The next words out of my mouth were: “Why didn’t you call me?!”

My husband looked at me and calmly replied, “Because he’s fine and I took care of the bill right then.”

“Yes, but you didn’t call me.  It was over $300.  We have an agreement.”

Side note: We have an agreement that we always  usually discuss major purchases over a certain amount.

“Because you would’ve told me to pay it,” he replied sounding equally confused and slightly perturbed.

And really, he was right. I would’ve told him to pay it.  Of course I would’ve told him to pay it.  We had the money.  That wasn’t the issue.  He was right. I knew this.

But why could I not shake the feeling that someone had socked me in the gut?

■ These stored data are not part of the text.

PR #291, opened 2023-05-04
Return native quil metadata on compilation.

### LINKED ISSUE #290: Forward `native_quil_metadata` from `quilc`
When compiling a program to native quil with `quilc`, the response can optionally contain metadata with helpful details about the result of the compilation. We only return the compiled program right now, but we should also return this metadata.

MarquessV:
Closes #290


crates/python/qcs_sdk/compiler/quilc.pyi
```diff
@@ -233,6 +211,55 @@ async def compile_program_async(
...
 
+@final
+class CompilationResult:
+    @property
+    def program(self) -> str:
+        """ """
+        ...
+    @property
+    def native_quil_metadata(self) -> Optional[NativeQuilMetadata]:
+        """ """
```
jselig-rigetti, line 222: might as well omit the empty comments?

crates/python/qcs_sdk/compiler/quilc.pyi
```diff
@@ -233,6 +211,55 @@ async def compile_program_async(
...
+        ...
+
+class NativeQuilMetadata:
```
jselig-rigetti, line 225: Not sure if this is needed - if the type checker works then /shrug

```suggestion
@final
class NativeQuilMetadata:
```

jselig-rigetti (approved):
Overall LGMT - this is a breaking change right?

crates/python/qcs_sdk/compiler/quilc.pyi
MarquessV: Oops, yeah, those should be filled in, fixed.

crates/python/qcs_sdk/compiler/quilc.pyi
MarquessV: Ah yeah, it is. Helpful hint to have since the error you get when trying to use it as a base class is a bit obtuse.

PR #293, opened 2023-05-05
fix: Deserialize final_rewiring_values from None as an empty Vec

MarquessV:
The initial implementation of this PR assumed that `final_rewiring_values` would always be a list of values, but quilc can return also `None`. This handles those cases by de-serializing `None` as an empty vec.

This also adds a basic constructor and support for pickling `NativeQuilMetadata` so that it can be used with Python's `copy.deepcopy`.


crates/lib/src/compiler/quilc.rs
```diff
@@ -307,13 +307,26 @@ struct QuilToNativeQuilResponse {
...
+    let opt = Option::deserialize(deserializer)?;
+    Ok(opt.unwrap_or_default())
+}
+
 /// Metadata about a program compiled to native quil.
 #[derive(Clone, Deserialize, Debug, PartialEq, PartialOrd)]
 pub struct NativeQuilMetadata {
     /// Output qubit index relabeling due to SWAP insertion.
+    // #[serde(deserialize_with = "deserialize_optional_unit_or_vec_as_vec")]
+    #[serde(deserialize_with = "deserialize_none_as_default")]
```
MarquessV, line 329: We could also change the type to `Option<Vec<u64>>`, but it would would make the API annoyingly clunky to use. If I understand correctly, `quilc` only returns `None` here if no qubits were used in the program. Most users are going to care about programs that do use qubits, and it would be annoying to have to check for `None` each time. I assume that's why [this logic exists in the rpcq package](https://github.com/rigetti/rpcq/blob/master/rpcq/messages.py#L237) as well.

crates/lib/src/compiler/quilc.rs
```diff
@@ -307,13 +307,25 @@ struct QuilToNativeQuilResponse {
...
+{
+    let opt = Option::deserialize(deserializer)?;
+    Ok(opt.unwrap_or_default())
+}
+
 /// Metadata about a program compiled to native quil.
 #[derive(Clone, Deserialize, Debug, PartialEq, PartialOrd)]
 pub struct NativeQuilMetadata {
     /// Output qubit index relabeling due to SWAP insertion.
+    #[serde(deserialize_with = "deserialize_none_as_default")]
```
MarquessV, line 328: We could also change the type to `Option<Vec<u64>>`, but it would would make the API annoyingly clunky to use. If I understand correctly, `quilc` only returns `None` here if no qubits were used in the program. Most users are going to care about programs that do use qubits, and it would be annoying to have to check for `None` each time. I assume that's why [this logic exists in the rpcq package](https://github.com/rigetti/rpcq/blob/master/rpcq/messages.py#L237) as well.

crates/lib/Cargo.toml
```diff
@@ -45,7 +45,6 @@ quil-rs.workspace = true
 reqwest = { version = "0.11.12", default-features = false, features = ["rustls-tls", "json"] }
 rmp-serde = "1.1.1"
 serde = { version = "1.0.145", features = ["derive"] }
-serde_bytes = "0.11.7"
```
MarquessV, line 48: Noticed this wasn't being used anymore, so I removed it.

crates/lib/src/compiler/quilc.rs
```diff
@@ -307,13 +307,25 @@ struct QuilToNativeQuilResponse {
...
+#[allow(unused_qualifications)]
+fn deserialize_none_as_default<'de, D, T>(deserializer: D) -> Result<T, D::Error>
+where
+    D: Deserializer<'de>,
+    T: Deserialize<'de> + std::default::Default,
+{
+    let opt = Option::deserialize(deserializer)?;
+    Ok(opt.unwrap_or_default())
+}
+
```
Shadow53, line 323: Shouldn't need this. I think you just need to do `serde(default)` and it will automatically use the default.

Shadow53 (dismissed):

After some careful thought, I realized it was because I would’ve called him.  To me, our agreement was sacrosanct.  Black and white.  Non-negotiable. And perhaps most importantly, it was an expression of equality.  I also realized it had stirred up some old hurts– not even remotely related to him—but rather in connection to the way I related to money.

In this case, he had dropped the “bomb,” but the mess was all mine.

So how do you survive a “bomb dropping” or even a “grenade”?

Here are a few things to consider—

1)   Give yourself time to react.

As I’m sure you know, when it comes to good communication—even in the face of some seriously disturbing, earth-shattering news, it’s good to curb your immediate response and take a few seconds to breathe.  This isn’t just some fluffy therapist-speak either.

Without getting too technical, when the brain processes an event that elicits a strong stress response, the limbic system (aka the “emotional brain”) takes over –overriding the logical part of the brain (aka the prefrontal cortex).  Giving yourself some time to process the news allows your brain to rebalance itself, and will hopefully prevent you from saying or doing anything you’ll likely regret later.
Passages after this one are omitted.